So I would suggest to go for AM5 instead of recabling to 2.5mm or consider AM3B or AM3D along with recabling to 4.4mm Pentacon.


----------



## Steve Guppy (Jan 24, 2020)

Just watched BGGAR's review on the new flagship FiiO dap (M15). And one of his gripes was that at the time of the unbox, it didn't show an LED to discern the difference between file formats. (i.e: Mp3, Flac, Dsd, etc). Now i know the Q5 has a light-up DSD led, but does it display in anyway the other different formats? Am i missing something? Or do you just use your player of choice to inform you?..


----------



## Bjornhall (Jan 25, 2020)

Steve Guppy said:


> So, reading between the lines, am i under the understanding that FiiO no longer manufactures the amp modules for the X7ii/Q5/ and Q5s, even though they have only just released the latter?
> That's bonkers if true..


I live in Sweden and the Am5 is available here, I could get you one and send it to you!

I’m still deciding wether to go for the Q5 or Q5s - both with the am5.
Do t know if the Q5s is worth it!


----------



## Steve Guppy

Bjornhall said:


> I live in Sweden and the Am5 is available here, I could get you one and send it to you!
> 
> I’m still deciding wether to go for the Q5 or Q5s - both with the am5.
> Do t know if the Q5s is worth it!


 That's so kind of you, and thank you very much, the offer is very much appreciated, but i actually managed to bag one from eBay used for £65. And i happy to say that it was mint.


----------



## Bjornhall

Steve Guppy said:


> That's so kind of you, and thank you very much, the offer is very much appreciated, but i actually managed to bag one from eBay used for £65. And i happy to say that it was mint.


Great! Would love to find a deal like that myself! Got the module yet, if so, what do you think?
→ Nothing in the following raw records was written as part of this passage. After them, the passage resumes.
PR #2135, opened 2026-07-01
feat(platform): Add operator SPIFFE authentication bootstrap

Alan-Cha:
## Summary

Adds operator SPIFFE authentication bootstrap: the operator registers itself
as a Keycloak client using its SPIFFE identity (JWT-SVID) instead of static
admin credentials.

### Core feature
- Python bootstrap script (`kagenti/auth/operator-spiffe-bootstrap/`) that configures
  the SPIFFE Identity Provider in Keycloak and registers the operator client with
  `clientAuthenticatorType: federated-jwt`
- Helm post-install/upgrade Job template for the bootstrap (`operator-client-bootstrap-job.yaml`)
- Feature gated behind `kagenti-operator-chart.spiffe.operatorAuth.enabled` (default: false)

### Chart fixes found during E2E testing
- **`authbridge-config` in `kagenti-system`** — operator's client registration controller
  reads Keycloak config from this ConfigMap in its own namespace; it was only being
  created in agent namespaces (team1, team2). Added conditional creation in
  `kagenti-system` when `components.agentOperator.enabled: true`.
- **Duplicate resources → `STATUS: failed`** — `agent-namespaces.yaml` and
  `agent-namespace-resources.yaml` both rendered the same 12 resources per agent
  namespace, causing 10 "already exists" errors on every install. Stripped
  `agent-namespaces.yaml` down to Namespace objects only.
- **Helm template syntax** — removed extra `{{- end }}` statements in
  `agent-namespace-resources.yaml`

### Script updates
- `scripts/kind/setup-kagenti.sh` — adds `--enable-operator-spiffe-auth` flag; fixes helm key to `kagenti-operator-chart.spiffe.operatorAuth.enabled`
- `.github/scripts/local-setup/kind-full-test.sh` — propagates `ENABLE_OPERATOR_SPIFFE_AUTH`

### Feature flag defaults changed
- `featureFlags.authbridgeAPI`: `false` → `true` (AuthBridge tab now shown by default)
- `featureFlags.admin`: `false` → `true` (Platform Status card now shown by default)

## E2E test results

Validated across multiple fresh-cluster runs:

- ✅ Operator pod: 2/2 containers (manager + spiffe-helper)
- ✅ Helm release: `STATUS: deployed`
- ✅ Test agent registered with SPIFFE ID `spiffe://localtest.me/ns/team1/sa/test-agent`
- ✅ Keycloak token endpoint: HTTP 200 with access token

**Test materials (procedure + setup script + requirements):**
[...]

PR #2141, opened 2026-07-02
feat(operator): add SPIFFE authentication bootstrap for operator client registration

Alan-Cha:
## Summary

Enables the Kagenti operator to register itself as a Keycloak client using its
SPIFFE identity (JWT-SVID) instead of static admin credentials, eliminating
long-lived credentials from the operator's namespace.

### Core feature
- Python bootstrap script (`kagenti/auth/operator-spiffe-bootstrap/`) that configures:
  - SPIFFE Identity Provider in Keycloak
  - Operator client with `clientAuthenticatorType: federated-jwt`
  - `manage-clients` role (scoped, not full admin)
- Helm post-install/upgrade Job (`operator-client-bootstrap-job.yaml`)
- Docker image for the bootstrap job
- Feature gated behind `kagenti-operator-chart.spiffe.operatorAuth.enabled` (default: false)

### Chart fixes
- **Duplicate resources → `STATUS: failed`**: `agent-namespaces.yaml` and
  `agent-namespace-resources.yaml` both rendered the same 12 resources per agent
  namespace, causing 10 "already exists" errors on every install. Stripped
  `agent-namespaces.yaml` to Namespace objects only.
- **`authbridge-config` missing in `kagenti-system`**: The operator's client
  registration controller reads Keycloak config from this ConfigMap in its own
  namespace, but it was only created in agent namespaces. Added conditional creation
  in `kagenti-system` when `components.agentOperator.enabled: true`.

### Script updates
- `scripts/kind/setup-kagenti.sh`: adds `--enable-operator-spiffe-auth` flag;
  corrects helm key from removed `kagentiOperator.spiffeAuth.enabled` to
  `kagenti-operator-chart.spiffe.operatorAuth.enabled`

## E2E test results

Validated across multiple fresh-cluster runs:

- ✅ Operator pod: 2/2 containers (manager + spiffe-helper)
- ✅ Helm release: `STATUS: deployed`
- ✅ Test agent registered with SPIFFE ID `spiffe://localtest.me/ns/team1/sa/test-agent`
- ✅ Keycloak token endpoint: HTTP 200 with access token

**Test materials (procedure + setup script):**
https://gist.github.com/Alan-Cha/527be60c79b40aedd54fe7be586c3452

> The setup script requires a local checkout of kagenti-operator on branch
> `feat/spiffe-auth` (this PR's companion). It packages the operator helm chart
> from source at test time — the published OCI chart does not yet include the
> spiffe-helper sidecar.

## Related

- Replaces: #2135 (superseded by this clean PR)
- Depends on: kagenti-operator#349 (superseded by companion clean PR)

## Checklist

- [x] All commits signed-off (DCO)
- [x] Feature gated (default: disabled)
- [x] Backward compatible
- [x] E2E tested (multiple fresh-cluster runs)

Assisted-By: Claude Code


charts/kagenti/templates/operator-client-bootstrap-job.yaml
```diff
@@ -0,0 +1,129 @@
...
+    helm.sh/hook: post-install,post-upgrade
+    helm.sh/hook-weight: "100"
+    helm.sh/hook-delete-policy: before-hook-creation
+---
+# Role in keycloak namespace to read admin secret
+apiVersion: rbac.authorization.k8s.io/v1
+kind: Role
+metadata:
+  name: kagenti-operator-client-bootstrap
+  namespace: keycloak
```
esnible: **must-fix**: `Role` and `RoleBinding` namespaces are hardcoded to the literal `keycloak`, but the `ServiceAccount`/`Job` and the `RoleBinding`'s subject are templated off `{{ .Values.keycloak.namespace | default "keycloak" }}`. If `keycloak.namespace` is ever overridden, the RBAC objects land in the wrong namespace and the bootstrap Job can't read the admin secret. Use the same templated expression here and in the `RoleBinding` metadata (and in the `KEYCLOAK_URL` env var below).

charts/kagenti/templates/operator-client-bootstrap-job.yaml
```diff
@@ -0,0 +1,129 @@
...
+    spec:
+      serviceAccountName: kagenti-operator-client-bootstrap
+      restartPolicy: OnFailure
+      containers:
+      - name: bootstrap
+        image: {{ (index .Values "kagenti-operator-chart" "spiffe" "operatorAuth" "bootstrapImage") | default "ghcr.io/kagenti/kagenti/operator-spiffe-bootstrap:latest" }}
+        imagePullPolicy: IfNotPresent
+        env:
+        - name: KEYCLOAK_URL
+          value: "http://keycloak-service.keycloak.svc:8080"
```
esnible: **must-fix**: `KEYCLOAK_URL` is hardcoded to `http://keycloak-service.keycloak.svc:8080`, unlike the existing `authbridge-config` ConfigMap (same file family) which correctly templates this as `http://keycloak-service.{{ $root.Values.keycloak.namespace }}.svc:8080`. Same class of bug as the RBAC namespace hardcoding — breaks if `keycloak.namespace` is overridden.

charts/kagenti/templates/operator-client-bootstrap-job.yaml
```diff
@@ -0,0 +1,129 @@
...
+    metadata:
+      labels:
+        app.kubernetes.io/name: kagenti-operator-client-bootstrap
+        app.kubernetes.io/component: bootstrap
+    spec:
+      serviceAccountName: kagenti-operator-client-bootstrap
+      restartPolicy: OnFailure
+      containers:
+      - name: bootstrap
+        image: {{ (index .Values "kagenti-operator-chart" "spiffe" "operatorAuth" "bootstrapImage") | default "ghcr.io/kagenti/kagenti/operator-spiffe-bootstrap:latest" }}
```
esnible, line 81: **suggestion**: Default bootstrap image falls back to the mutable `:latest` tag, but the README (and repo convention elsewhere in `values.yaml`, e.g. `authbridgeLite:...v0.6.0-alpha.10`) references a pinned `v0.1.0`. Consider defaulting to the pinned version tag instead.

kagenti/auth/operator-spiffe-bootstrap/setup_operator_client.py
```diff
@@ -0,0 +1,398 @@
...
+
+    def __init__(self):
+        self.keycloak_url = KEYCLOAK_URL.rstrip("/")
+        self.realm = KEYCLOAK_REALM
+        self.admin_username: Optional[str] = None
+        self.admin_password: Optional[str] = None
+        self.token: Optional[str] = None
+        self.session = requests.Session()
+        # Disable SSL verification for in-cluster communication
+        self.session.verify = False
```
esnible, line 76: **suggestion**: `self.session.verify = False` disables TLS verification for the whole session with no `urllib3.disable_warnings()` or comment justifying it. Currently inert since `KEYCLOAK_URL` defaults to `http://`, but it's a latent footgun if the URL is ever switched to `https://` — it would silently skip cert validation. Consider removing or gating behind an explicit, loudly-logged opt-in.

kagenti/auth/operator-spiffe-bootstrap/README.md
```diff
@@ -0,0 +1,125 @@
...
+   - Client Authenticator: `federated-jwt`
+   - Links to SPIFFE IdP for JWT-SVID validation
+
+3. **Assigns manage-clients Role** to operator's service account
+   - Scoped permission (not full admin)
+   - Allows operator to register agent clients dynamically
+
+## Usage
+
+Automatically deployed when `kagentiOperator.spiffeAuth.enabled=true` in Helm values.
```
esnible: **suggestion**: README documents enabling the feature via `kagentiOperator.spiffeAuth.enabled=true`, but the actual implemented value path (per the Job template's `if` guard and `setup-kagenti.sh`) is `kagenti-operator-chart.spiffe.operatorAuth.enabled`. This will mislead anyone trying to enable the feature directly via `helm install --set`. Same issue repeats further down this doc.

esnible (changes requested):
This PR adds a Keycloak bootstrap Job that lets the operator authenticate via SPIFFE JWT-SVID instead of static admin credentials, correctly gated off by default, and also fixes a real duplicate-resource bug in the agent-namespace templates (verified: `agent-namespace-resources.yaml` is a faithful, non-lossy split of what was removed from `agent-namespaces.yaml`). The core logic (RBAC scoping to a single named secret, Helm hook idempotency via `before-hook-creation`, resource limits, non-root pinned-digest Dockerfile) is solid.

The main issue: the new Job's `Role`/`RoleBinding` namespace and its `KEYCLOAK_URL` env var are hardcoded to `keycloak` instead of following the same `{{ .Values.keycloak.namespace }}` template used everywhere else in this file (see inline comments) — this will silently break the feature for any deployment that overrides that value. One documentation inconsistency (README references a Helm value path that doesn't match what's implemented) should also be fixed before merge.

A couple of non-blocking notes not tied to a specific line:
- `setup_operator_client.py` imports `Dict`/`Any` from `typing` but never uses them (nit).
- No unit tests for `setup_operator_client.py` — given it does multi-step, stateful Keycloak API orchestration with idempotency checks, mocked-`requests` tests for the exists-vs-create branches would be valuable follow-up coverage (suggestion).
- The vendored `kagenti-operator-chart-0.3.0-alpha.6.tgz` subchart doesn't yet define the `spiffe.operatorAuth.enabled` key this PR gates on — harmless today (absent key = falsy = feature stays off), but the feature can't actually be exercised until the companion `kagenti-operator` chart bump lands, consistent with the PR description's note about the companion PR.

**Author**: Alan-Cha (MEMBER — maintainer)
**Areas reviewed**: Python, Helm/K8s, Dockerfile, Shell, Docs
**Commits**: 6 commits, all signed-off: yes
**CI status**: all required checks passing; `E2E HyperShift` pending manual `/run-e2e` trigger (not blocking)

charts/kagenti/templates/operator-client-bootstrap-job.yaml
Alan-Cha: Fixed in commit `3016ff46` — `Role` and `RoleBinding` `metadata.namespace` now use `{{ .Values.keycloak.namespace | default "keycloak" }}`, matching the ServiceAccount and Job.

charts/kagenti/templates/operator-client-bootstrap-job.yaml
Alan-Cha: Fixed in commit `3016ff46` — `KEYCLOAK_URL` and `KEYCLOAK_ADMIN_SECRET_NAMESPACE` now use `{{ .Values.keycloak.namespace | default "keycloak" }}` instead of the hardcoded literal.

kagenti/auth/operator-spiffe-bootstrap/README.md
Alan-Cha: Fixed in commit `3016ff46` — README now references `kagenti-operator-chart.spiffe.operatorAuth.enabled` (the actual implemented path) throughout.

Alan-Cha:
Thanks for the thorough review @esnible!

**Addressed in commit `3016ff46`:**
- ✅ **must-fix** — `Role`/`RoleBinding` namespace: now uses `{{ .Values.keycloak.namespace | default "keycloak" }}`
- ✅ **must-fix** — `KEYCLOAK_URL` and `KEYCLOAK_ADMIN_SECRET_NAMESPACE`: same templated value
- ✅ **suggestion** — README: corrected all references from `kagentiOperator.spiffeAuth.enabled` to `kagenti-operator-chart.spiffe.operatorAuth.enabled`
- ✅ **nit** — Removed unused `Dict`/`Any` imports from `setup_operator_client.py`

**Remaining open:**
- `self.session.verify = False` — acknowledged, currently inert since the URL defaults to `http://`. Will address in a follow-up once HTTPS for in-cluster Keycloak is added.
- `:latest` bootstrap image default — noted; the canonical tagged version should be pinned here, will address.
- `Dockerfile.local` — absent from this branch (was excluded during the clean-branch squash merge).
- Unit tests for `setup_operator_client.py` — tracked as follow-up work.

charts/kagenti/templates/operator-client-bootstrap-job.yaml
```diff
@@ -0,0 +1,129 @@
...
```
esnible, line 81: **suggestion (carried over):** The bootstrap image still falls back to the mutable `:latest` tag when `kagenti-operator-chart.spiffe.operatorAuth.bootstrapImage` is unset. For reproducible bootstrap runs, recommend defaulting to a released, immutable tag consistent with the `values.yaml` convention (e.g. `authbridgeLite ...v0.6.0-alpha.10`). Not blocking.

esnible (approved):
Re-review — verifying the fixes to my prior CHANGES_REQUESTED against branch `feat/operator-spiffe-auth-v2`. Both must-fix items are resolved (commit `3016ff46`) and confirmed:

- **Role/RoleBinding namespace** — now `{{ .Values.keycloak.namespace | default "keycloak" }}`, matching the ServiceAccount/Job (job template lines 22, 38). ✅
- **`KEYCLOAK_URL` + admin-secret namespace** — now templated off `keycloak.namespace` instead of the hardcoded literal (lines 82, 88). ✅

Prior suggestions also addressed: README now references the actual `kagenti-operator-chart.spiffe.operatorAuth.enabled` path; unused `Dict`/`Any` imports removed; `Dockerfile.local` (the file the security bot flagged) removed; `session.verify = False` now carries an explanatory comment and is inert for the in-cluster `http://` endpoint.

**CI note:** the failing "Deploy & Test" check is an unrelated infrastructure flake, not a defect in this PR — the `weather-tool` Shipwright BuildRun failed pulling `quay.io/containers/buildah:v1.37.5` with a truncated download (`short read: expected 60771241 bytes but got 35651584: unexpected EOF`). This PR touches none of weather-tool, Shipwright, or buildah; a re-run should clear it. All required lint/security/chart/backend checks pass; E2E HyperShift is pending a manual `/run-e2e` trigger.

One carried-over non-blocking suggestion inline (`:latest` bootstrap image fallback), and one follow-up: unit tests for `setup_operator_client.py` remain absent — worthwhile given the stateful Keycloak orchestration, but not a merge blocker.

This APPROVE supersedes my prior CHANGES_REQUESTED.

Assisted-By: Claude Code

charts/kagenti/templates/operator-client-bootstrap-job.yaml
Alan-Cha: Reverted in commit `4f9bf78b` — keeping `:latest` as a placeholder since the image hasn't been published yet. Added a comment in the template explaining this and documenting the override path.

charts/kagenti/templates/operator-client-bootstrap-job.yaml
Alan-Cha: Reverted in commit `4f9bf78b` — keeping `:latest` as a placeholder since the image hasn't been published yet. Added a comment in the template explaining this and documenting the override path.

mans any opinion on the Q5/Q5s?


----------



## Steve Guppy

Bjornhall said:


> Great! Would love to find a deal like that myself! Got the module yet, if so, what do you think?
> 
> mans any opinion on the Q5/Q5s?


Personally, i LOVE my Q5. The AM3A amp is perfect for my iems, as i have them all on 2.5mm balanced cables. But im gonna get some over-ears in a couple of months (when funds allow, lol), and am still veering towards Beyerdynamic DT 1770 Pro's. So the AM5 was bought as a guarantee that I'll be able to drive those, or any other future high-ohm cans. I've tried it briefly with some IEM'S that I've still got on a 3.5mm connection, and I'm happy to report that it sounds just as good. It's impatiently sitting in the drawer waiting for my over ears to arrive...:-D


----------



## sidecross (Jan 26, 2020)

Steve Guppy said:


> Personally, i LOVE my Q5. The AM3A amp is perfect for my iems, as i have them all on 2.5mm balanced cables. But im gonna get some over-ears in a couple of months (when funds allow, lol), and am still veering towards Beyerdynamic DT 1770 Pro's. So the AM5 was bought as a guarantee that I'll be able to drive those, or any other future high-ohm cans. I've tried it briefly with some IEM'S that I've still got on a 3.5mm connection, and I'm happy to report that it sounds just as good. It's impatiently sitting in the drawer waiting for my over ears to arrive...:-D


I have the q5 and I am very pleased with it.

My complaint with fiio is that I have been trying since December 2018 (no typo error) for am3b or  now the am3d for a balanced 4.4mm connection for my sony mdr 1am2  headphones.

Until fiio offers better customer service for their products, I am in no rush to add more of their products. I have currently 2 btrik's, fa1, fa7, fh5, and btr3.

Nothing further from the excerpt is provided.